1. 母が昔祖父に「子育て失敗したね」言われたということを母の口から聞いたこと。祖父も母も現状の私を悪く思っていない。のがまた痛い。

2. 惚れた女性が別の男に告白された際、「また好きにさせてしまった」と申し訳なさそうに言ったということを彼女の友人から聞いたこと。彼女は私を信用しきっている。のがまた痛い。

3. 平日の夜遅くに女友達に電話をしたら男の声で「どちらさん?」。声の主は中学校のときの先生だった。痛すぎ。

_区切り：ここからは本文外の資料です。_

PR #29, opened 2025-05-10
Support Exporting Model and Partition Selections to MrBayes

IntegerLimit:
## Introduction

This PR ports over https://github.com/iqtree/iqtree2/pull/267 into IQTree 3, as well as implementing all review requests previously on that PR.

Similarly, https://github.com/iqtree/iqtree2/issues/195 has been implemented for all MrBayes supported sequence types. (DNA/RNA, Protein, Binary, Morphological & Codon) This PR is complete, excluding any changes required further from suggestions and bug fixes after testing has been conducted.

## General Implementation Details
- MrBayes files will be outputted when the user provides the `-mset mrbayes`, or adds the `-mrbayes` flag
- One MrBayes file will be exported: `.mr_bayes.nex`)
- MrBayes files will be outputted on partitioned and non-partitioned runs
- For non-supported sequence types and non-supported models (Mixture and Non-Reversible Models), a default of `GTR+G+I` (DNA) will be used, with warnings printed to log and file.
- `+R` has been mapped to `+G+I` (with warnings printed to log + file)

## DNA Fallbacks
For DNA, MrBayes supports three models: JR/F81 (`nst=1`), HKY (`nst=2`) and GTR (`nst=6`) (excluding their fixed frequency counterparts)

Therefore, when a model is used that is not supported in MrBayes, it will default to GTR, due to the lower impact of increased parameters when using Bayesian Inference.

## Protein Fallbacks
For Protein, when a model is used that is not supported by MrBayes, a default of `GTR` will be used. Then there will be a rate and state frequency matrix of the model included. The rate matrix will be set to `fixed`, unless the model used by IQTree was `GTR20`, in which case `dirichlet` will be used. This appears to be a mandatory parameter for MrBayes GTR models.

## Binary, Morphological and Codon Data Exclusions
- MrBayes Binary Data does not support +I, that has been ignored, with warning printed to log and file
- Morphological Data:
  - MrBayes does not support states {A-Z}, warning has been printed to log and file
  - MrBayes does not support +I, that has been ignored, with warning printed to log and 
- MrBayes Codon Data does not support any Heterogeneity Modifier (+G, +I or +R). They have been excluded, and a warning is printed to the log and file when a model is used with any modifiers.

### Codon Models in MrBayes: Introduction
The basic structure for codon models in MrBayes is quite similar to *mechanistic* codon models in IQTree, following the same formulation of the model by [Goldman & Yang 1994](http://mbe.oxfordjournals.org/content/11/5/725.abstract) and [Muse & Gaut 1994](http://mbe.oxfordjournals.org/content/11/5/715.abstract). However, the settings for MrBayes are under different names, and most inputs cannot be ported directly, making it the most difficult model to port to MrBayes format.

Instead of using named models, such as `MG` or `GY`, MrBayes uses five main parameters:
- Nucleotide Substitution Model (From `JC`, `HKY` and `GTR`), set through `lset nst` (`nst = 1` for `JC`, `nst = 2` for `HKY`, `nst = 6` for `GTR`)
- The Transition/Transversion (ts/tv) Rate Ratio (set through `prset tratiopr`)
- The Non-Synonymous/Synonymous (dn/ds) Rate Ratio (set through `prset omegapr`)
- The State Frequencies of each *non-stop* codon (set through `prset statefreqpr`)
- The Omega Variation Type and Corresponding Parameters (set through `lset omegavar`)

(Source: [MrBayes Manual (Chapter 6.1.3 & Appendix A)](https://github.com/NBISweden/MrBayes/blob/develop/doc/manual/Manual_MrBayes_v3.2.pdf), MrBayes `help lset` and `help prset` commands, [IQTree Documentation on Substitution Models (Section on Codon Models)](http://www.iqtree.org/doc/Substitution-Models#codon-models))

#### Nucleotide Substitution Model
For retrieving the nucleotide substitution model that should be used as input into MrBayes, the implemented code does the following:
- If `fix_kappa` is true, then the model will be set to `nst = 1` (JC)
- If `fix_kappa` is false, then the model will be set to `nst = 2` (HKY)

This implementation means that GTR is not used, appropriate considering the inputs for Mechanistic Codon Models in IQTree (ds/dt ratio + ts/tv ratio).

Note that `fix_kappa` is only set to true under the Codon Models `MGK` and `GY0K` (which are the only models without a `ts/tv` input ratio). This can be shown through the [`initCodon` function](https://github.com/iqtree/iqtree2/blob/master/model/modelcodon.cpp#L323-L366), which only calls `initMG94` or `initGY94` with `fix_kappa` as true for those two models. That input is then read into the `fix_kappa` field [here for MG Models](https://github.com/iqtree/iqtree2/blob/master/model/modelcodon.cpp#L515) and [here for GY Models](https://github.com/iqtree/iqtree2/blob/master/model/modelcodon.cpp#L551).

### Empirical Model Output
MrBayes does not support Empirical Codon Models, so when such a model is being used (or a mixture of Empirical + Mechanistic), a warning is printed to the log and file. However, a model is still outputted, with `nst = 6` (GTR-like model).

### Codon Codes
Whilst IQTree uses Number IDs for its Codon Codes (CODON1, CODON2, etc.), MrBayes uses Text IDs. (`vertmt`, `invermt`, etc.) There is no clear documentation or description for most of the models, but below shows the final table to transfer from IQTree Codon Codes to MrBayes Codon Codes.

An `XXX` in the MrBayes column represents a code that MrBayes does not support.

| IQTree  | MrBayes    |
| ------- | ---------- |
| CODON1  | universal  |
| CODON2  | vertmt     |
| CODON3  | yeast      |
| CODON4  | mycoplasma |
| CODON5  | invermt    |
| CODON6  | ciliate    |
| CODON9  | echinoderm |
| CODON10 | euplotid   |
| CODON11 | universal  |
| CODON12 | XXX        |
| CODON13 | XXX        |
| CODON14 | XXX        |
| CODON16 | XXX        |
| CODON21 | XXX        |
| CODON22 | XXX        |
| CODON23 | XXX        |
| CODON24 | XXX        |
| CODON25 | XXX        |

If a code is used that MrBayes does not support, it defaults to the universal code, and prints a warning to the log and file.


bqminh (approved):
all good after testings, thanks Thomas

期せずして耳に入る過去の真実や「舞台裏」というのはどうしようもない。

(カテゴリ[日常]の文書の一覧表示) 夜@19-21

辺り一面冷たい闇で、この闇をわずかに照らすのは月光、水面の薄氷(ミナモ-ノ-ウスゴオリ)をそろりそろり歩く。

氷が割れる、水が全身を刺す、容赦はない。

感覚がなくなってきた。

これこそ私が望んだ世界、

これこそ私が望んだ世界。

(カテゴリ[日常]の文書の一覧表示) 限界と努力と追究と諦め

限界を見ないうちに自分の可能性を勝手に閉ざしてしまうのは愚かしいけれど、悲しいかな、一つの道を究めるということは他の道を諦めるということになるのであり。

(カテゴリ[日常]の文書の一覧表示) 音楽市場

「カラオケで歌うために歌詞を覚えようとしている人だけで成り立っている市場を『音楽市場』と呼んでもいいのか」とどこかのサイトの日記に書いてあった。